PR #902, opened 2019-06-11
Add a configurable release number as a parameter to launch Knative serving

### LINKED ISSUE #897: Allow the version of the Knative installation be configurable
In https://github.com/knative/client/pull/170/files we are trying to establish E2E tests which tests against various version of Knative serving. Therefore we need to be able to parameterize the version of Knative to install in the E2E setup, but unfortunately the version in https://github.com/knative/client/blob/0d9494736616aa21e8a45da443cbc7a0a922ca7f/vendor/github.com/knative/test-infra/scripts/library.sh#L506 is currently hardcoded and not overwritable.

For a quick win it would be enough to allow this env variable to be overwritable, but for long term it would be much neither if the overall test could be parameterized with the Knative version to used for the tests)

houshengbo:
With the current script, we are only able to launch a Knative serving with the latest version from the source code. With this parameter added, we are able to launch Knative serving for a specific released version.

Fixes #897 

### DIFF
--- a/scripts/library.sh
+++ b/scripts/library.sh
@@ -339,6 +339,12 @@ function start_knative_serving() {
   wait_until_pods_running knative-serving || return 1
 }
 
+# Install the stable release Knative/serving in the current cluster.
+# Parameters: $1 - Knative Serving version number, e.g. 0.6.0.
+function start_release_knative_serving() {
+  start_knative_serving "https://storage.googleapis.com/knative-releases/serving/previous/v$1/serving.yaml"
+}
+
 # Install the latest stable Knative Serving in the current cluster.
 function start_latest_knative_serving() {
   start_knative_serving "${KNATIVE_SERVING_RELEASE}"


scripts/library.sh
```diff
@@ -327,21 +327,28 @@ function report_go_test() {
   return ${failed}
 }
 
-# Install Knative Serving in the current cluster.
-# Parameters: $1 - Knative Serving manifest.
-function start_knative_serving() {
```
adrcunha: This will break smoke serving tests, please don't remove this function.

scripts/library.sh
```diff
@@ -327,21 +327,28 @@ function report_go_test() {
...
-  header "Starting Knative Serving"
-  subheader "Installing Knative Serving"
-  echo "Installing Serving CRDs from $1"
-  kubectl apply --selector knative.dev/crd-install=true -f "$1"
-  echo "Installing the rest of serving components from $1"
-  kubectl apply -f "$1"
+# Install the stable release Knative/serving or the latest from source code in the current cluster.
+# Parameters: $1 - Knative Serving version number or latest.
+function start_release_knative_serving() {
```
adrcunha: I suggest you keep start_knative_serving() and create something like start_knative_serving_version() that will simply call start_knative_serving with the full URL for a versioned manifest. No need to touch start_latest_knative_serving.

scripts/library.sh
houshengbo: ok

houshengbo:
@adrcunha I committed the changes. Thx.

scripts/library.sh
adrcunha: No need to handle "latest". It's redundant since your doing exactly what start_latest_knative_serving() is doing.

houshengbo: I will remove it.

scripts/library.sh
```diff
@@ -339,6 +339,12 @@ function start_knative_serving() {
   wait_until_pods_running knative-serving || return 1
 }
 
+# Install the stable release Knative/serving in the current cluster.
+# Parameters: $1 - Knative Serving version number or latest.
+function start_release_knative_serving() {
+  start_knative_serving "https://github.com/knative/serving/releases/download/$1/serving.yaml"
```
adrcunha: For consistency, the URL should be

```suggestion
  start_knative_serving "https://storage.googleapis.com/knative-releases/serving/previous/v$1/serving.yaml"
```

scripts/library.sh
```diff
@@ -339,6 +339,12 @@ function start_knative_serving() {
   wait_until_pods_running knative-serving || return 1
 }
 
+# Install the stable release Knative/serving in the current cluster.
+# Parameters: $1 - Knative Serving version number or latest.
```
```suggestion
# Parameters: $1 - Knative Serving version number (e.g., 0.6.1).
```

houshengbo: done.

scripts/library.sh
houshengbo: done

Activity → Please return a copy of each line in the entries that has the string "echo".

Exercise result →
-  echo "Installing Serving CRDs from $1"
-  echo "Installing the rest of serving components from $1"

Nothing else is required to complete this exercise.